By Tyler Durden
The International Monetary Fund (IMF) has approved a record $650 billion in special drawing rights (SDRs) to ‘help nations dealing with mounting debt and the fallout from the Covid-19 pandemic,’ according to Bloomberg, which notes that it’s the largest resource injection in the organization’s history.
The creation of the reserve assets — known as special drawing rights — is the first since the $250 billion issued just after global financial crisis in 2009, with IMF Managing Director Kristalina Georgieva billing it as “a shot in the arm for the world” that will help boost global economic stability. –Bloomberg
“The SDR allocation will benefit all members, address the long-term global need for reserves, build confidence, and foster the resilience and stability of the global economy,” said Georgieva, framing it as a “shot in the arm for the world” which will contribute towards global economic stability.
“It will particularly help our most vulnerable countries struggling to cope with the impact of the covid-19 crisis,” she added.
According to the report, the plan has been in the works for more than a year – as early progress was beset with delays after the Trump administration (the IMF’s largest shareholder) blocked it early last year after then-Treasury Secretary Steven Mnuchin insisted that the funds wouldn’t actually end up with the nations that need it most.
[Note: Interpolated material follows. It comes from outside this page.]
PR #36, opened 2010-10-15
more whitespaces ;)

hexa2k9:
so. here we go again. I guess it's not finished yet, but as far as I can see there shouldn't be anything else.
- Chris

This, of course, radically changed under Mnuchin’s successor, Janet Yellen – as the fund revisited options for rich nations to redistribute wealth to ‘vulnerable and low-income countries.’ At present, reserves are allocated to all 190 members of the IMF in proportion to their quota, while around 70% will go to the G20 largest economies. Just 3% will go to low-income nations.
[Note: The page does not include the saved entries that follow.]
Issue #35, opened 2010-10-15
isAjax won't return true even if HTTP Header "X-Requested-With" is set to "XMLHttpRequest"


hexa2k9:
I'm not totally sure, if this is an Issue really or if here's going something wrong, but I'm POSTing data to Route using a jQuery.ajax call. For debugging I added an Output-Field which should contain "Slim::request()->isAjax;". This unfortunately is always set to "false".

Firebug anyway tells me that the Request Header Field "X-Requested-With" is set to "XMLHttpRequest" so it should be recognized as Ajax-Call.

for the records: I'm on 5.2.6 via apache2 on that machine but happens on my usual nginx, php 5.3.3 via fastcgi as well.

jwpage:
I've just added a fix, and a pull request for it in Issue #37

codeguy:
Just pushed @jwpage's fix to the repo.

PR #37, opened 2010-10-15
Isajax

jwpage:
Fixes issue #35


codeguy:
Pulled. Thanks for catching this.

PR #39, opened 2010-10-16
Changed README to Markdown format.

jwpage:
Call me picky, but I like READMEs to be properly formatted in Markdown so they appear all pretty in Github.

If you're in the same boat, feel free to pull in these formatting changes.


codeguy:
Nice. I didn't realize GitHub would do that. Just pulled in your changes.

PR #42, opened 2010-10-25
Added MustacheView class

jwpage:
As mentioned in the roadmap, here's a MustacheView class for rendering Mustache templates in Slim.

Like my TwigView class, you'll probably want to drop the lib and test after pulling in the changes.


codeguy:
Awesome! Thanks for this. Will pull in your changes tonight.

codeguy:
Pulled in

PR #49, opened 2010-10-29
SmartyView implementation

josedasilva:
Just implemented SmartyView custom view. Feedback is welcomed.


josedasilva:
Yes, i had the same doubt myself. I believe that having an accessor method to expose the Smarty object would be the cleanest way to do this, in terms of customizing the Smarty object, because you have more needs, when performing a complex development, from  Smarty than render(), just think of fetch() , Cache or Filters usage. I don't think that making the view class more complex, meaning adding more Smarty class method wrappers would be the way, this would kill the Simple Framework purpose of Slim.

codeguy:
Sounds good, and I agree completely. Go ahead and make that one small change and I'll pull in your work. Thanks!

PR #2121, opened 2017-01-08
Support rendering Exceptions with previous Errors

### LINKED ISSUE #1943: Slim 3.5 PHP errors cause fatal errors in the error handler
In Slim 3.5 on php 7 I am encountering this php error when Slim attempts to handle php errors:

> `Fatal error: Uncaught TypeError: Argument 1 passed to Slim\Handlers\Error::renderHtmlException() must be an instance of Exception, instance of Error given, called in path/vendor/slim/slim/Slim/Handlers/Error.php on line 84 and defined in path/vendor/slim/slim/Slim/Handlers/Error.php:110 Stack trace: #0 path/vendor/slim/slim/Slim/Handlers/Error.php(84): Slim\Handlers\Error->renderHtmlException(Object(Error)) #1 path/vendor/slim/slim/Slim/Handlers/Error.php(48): Slim\Handlers\Error->renderHtmlErrorMessage(Object(Error)) #2 [internal function]: Slim\Handlers\Error->__invoke(Object(Slim\Http\Request), Object(Slim\Http\Response), Object(PDOException)) #3 path/vendor/slim/slim/Slim/App.php(613): call_user_func_array(Object(Slim\Handlers\Error), Array) #4 path/vendor/slim/slim/Slim/App.php(339): Slim\App->handleException(Object(PDOExc in path/vendor/slim/slim/Slim/Handlers/Error.php on line 110`

(adjusted to remove paths)

This appears to be this issue: https://akrabat.com/improved-error-handling-in-slim-3-2-0/ (Specfically, the PHP 7 heading)

As I say, I am on Slim 3.5, which I have confirmed through composer and updated just in case. Has this been reverted by accident? 

Here is the method as it appears in my current codebase:

```
protected function renderHtmlException(\Exception $exception)
    {
        $title = 'Slim Application Error';
//more exciting code
```

And the exact composer version: slim/slim 3.5.0 

If it is relevant, I think the error is originating in a PDO class fetch, but its a little difficult to tell.

akrabat:
If an Exception is thrown with an Error set as it's previous then we
need to render this correctly in the error handler. This simply requires
removing the type hint, however we can't do that for BC, so I've created
the method `renderHtmlExceptionOrError` which is now used.

Fixes #1943

### DIFF
--- a/Slim/Handlers/Error.php
+++ b/Slim/Handlers/Error.php
@@ -81,7 +81,7 @@ class Error extends AbstractError
 
             while ($exception = $exception->getPrevious()) {
                 $html .= '<h2>Previous exception</h2>';
-                $html .= $this->renderHtmlException($exception);
+                $html .= $this->renderHtmlExceptionOrError($exception);
             }
         } else {
             $html = '<p>A website error has occurred. Sorry for the temporary inconvenience.</p>';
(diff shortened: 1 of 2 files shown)


Slim/Handlers/Error.php
```diff
@@ -103,12 +103,30 @@ protected function renderHtmlErrorMessage(\Exception $exception)
...
+    }
+
+    /**
+     * Render exception or error as HTML.
+     *
+     * @param \Exception|\Error $exception
+     *
+     * @return string
+     */
+    protected function renderHtmlExceptionOrError($exception)
```
chrisemerson, line 124: You could simplify this by hinting for Throwable instead - both Error and Exception implement this interface

akrabat: Throwable doesn't exist in PHP5, so it's better to be specific.

chrisemerson: Ah of course, I had forgotten about the support requirements!

codeguy (approved):
Looks good. Merging momentarily.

As Bloomberg explains, that’s about to change.
Overall, 58% of the new SDRs go to advanced economies, with 42% for emerging and developing economies. So of the $650 billion, about $21 billion go to low-income countries and $212 billion to other emerging market and developing countries, without counting China, according to U.S. Treasury Department calculations.
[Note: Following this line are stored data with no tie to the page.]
PR #2122, opened 2017-01-08
Handle invalid XML better

### LINKED ISSUE #2106: RuntimeException thrown when submitting invalid XML
Slim seems to throw a RuntimeException when submitting invalid XML data.

The xml media parser in Request.php, which uses simplexml_load_string to parse the request body, returns false when it's unable to validate the xml, and thereupon, an exception is thrown if the media parser doesn't return an array, an object or a null value.

Is this behaviour by design, or is it a bug? It seems a bit strange to me to stop the processing abruptly at this early point, before reaching a route. Wouldn't it be better to return a null value, and to let the routes - or middleware - decide what to do no valid data is passed to them?

May be related to issue #1807.

akrabat:
If the request's body contains invalid XML, don't throw an exception or
PHP warning. Instead, just return NULL from the medica parser.
This matches the way we handle JSON.

Fixes #2106

### DIFF
--- a/Slim/Http/Request.php
+++ b/Slim/Http/Request.php
@@ -207,15 +207,27 @@ class Request extends Message implements ServerRequestInterface
 
         $this->registerMediaTypeParser('application/xml', function ($input) {
             $backup = libxml_disable_entity_loader(true);
+            $backup_errors = libxml_use_internal_errors(TRUE);
             $result = simplexml_load_string($input);
             libxml_disable_entity_loader($backup);
+            libxml_clear_errors();
+            libxml_use_internal_errors($backup_errors);
+            if ($result === false) {
+                return null;
+            }
             return $result;
         });
 
         $this->registerMediaTypeParser('text/xml', function ($input) {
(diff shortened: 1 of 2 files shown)


silentworks:
Is this not a BC break, since we are now suppressing a PHP error?

akrabat:
I think it's a bug fix. Will go with majority opinion though.

silentworks (approved):

codeguy:
@akrabat Forward port to 4.x too?

akrabat:
> @akrabat Forward port to 4.x too?

Yes.

codeguy:
Do we want a test for this?

akrabat:
> Do we want a test for this?

Almost certainly :)

codeguy:
Will merge once you get a test added.

akrabat:
Rebased and added unit tests.

akrabat:
Success, @codeguy  :)

akrabat:
Can this go into 4.x too, please?

Issue #2055, opened 2016-11-19
Remove `Slim\Exception\SlimException` class


codeguy:

geggleto:
What are we going to replace them with ? :) Are we going to just extend from `\Exception` or `\Throwable`

codeguy:
Updated title. This only affects the `Slim\Exception\SlimException` class.

mrailton:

The Group of Seven advanced economies in June endorsed a plan to reallocate $100 billion of new SDRs to poorer countries, but the G-20 in July only specified support for a general allocation of $650 billion in SDRs, without detailing how much would re-lent. –Bloomberg
The reallocation will help impoverished countries in Africa, which will receive roughly $33 billion of the new SDRs – made possible by a commitment from France to reallocate their SDRs. South African President Cyril Ramaphosa has insisted in the past that a full quarter, around $162 billion, should be allocated to African nations – and called on rich countries to donate, not lend, their SDR allotments.